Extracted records
◆ ◆ ◆ ◆

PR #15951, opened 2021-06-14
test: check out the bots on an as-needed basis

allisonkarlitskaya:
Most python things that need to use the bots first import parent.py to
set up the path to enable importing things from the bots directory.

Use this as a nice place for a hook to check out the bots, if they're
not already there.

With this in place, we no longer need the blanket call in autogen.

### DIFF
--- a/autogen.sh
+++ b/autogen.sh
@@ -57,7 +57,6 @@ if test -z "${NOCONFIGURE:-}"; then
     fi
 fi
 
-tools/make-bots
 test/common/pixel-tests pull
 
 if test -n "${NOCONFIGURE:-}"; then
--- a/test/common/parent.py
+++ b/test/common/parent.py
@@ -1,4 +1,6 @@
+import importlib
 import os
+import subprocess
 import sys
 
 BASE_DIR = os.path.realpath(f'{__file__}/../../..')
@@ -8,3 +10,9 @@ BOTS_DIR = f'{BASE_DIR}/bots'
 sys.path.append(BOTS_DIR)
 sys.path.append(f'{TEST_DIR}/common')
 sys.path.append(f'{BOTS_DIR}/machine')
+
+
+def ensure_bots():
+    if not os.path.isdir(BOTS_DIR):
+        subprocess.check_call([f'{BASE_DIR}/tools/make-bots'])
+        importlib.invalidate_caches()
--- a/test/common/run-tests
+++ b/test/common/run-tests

◆ ◆ ◆ ◆

■ **WHAT YOU NEED TO DO**: Output each line of the records above exactly.

■ **TASK RESPONSE**:
PR #15951, opened 2021-06-14
test: check out the bots on an as-needed basis

allisonkarlitskaya:
Most python things that need to use the bots first import parent.py to
set up the path to enable importing things from the bots directory.

Use this as a nice place for a hook to check out the bots, if they're
not already there.

With this in place, we no longer need the blanket call in autogen.

### DIFF
--- a/autogen.sh
+++ b/autogen.sh
@@ -57,7 +57,6 @@ if test -z "${NOCONFIGURE:-}"; then
     fi
 fi
 
-tools/make-bots
 test/common/pixel-tests pull
 
 if test -n "${NOCONFIGURE:-}"; then
--- a/test/common/parent.py
+++ b/test/common/parent.py
@@ -1,4 +1,6 @@
+import importlib
 import os
+import subprocess
 import sys
 
 BASE_DIR = os.path.realpath(f'{__file__}/../../..')
@@ -8,3 +10,9 @@ BOTS_DIR = f'{BASE_DIR}/bots'
 sys.path.append(BOTS_DIR)
 sys.path.append(f'{TEST_DIR}/common')
 sys.path.append(f'{BOTS_DIR}/machine')
+
+
+def ensure_bots():
+    if not os.path.isdir(BOTS_DIR):
+        subprocess.check_call([f'{BASE_DIR}/tools/make-bots'])
+        importlib.invalidate_caches()
--- a/test/common/run-tests
+++ b/test/common/run-tests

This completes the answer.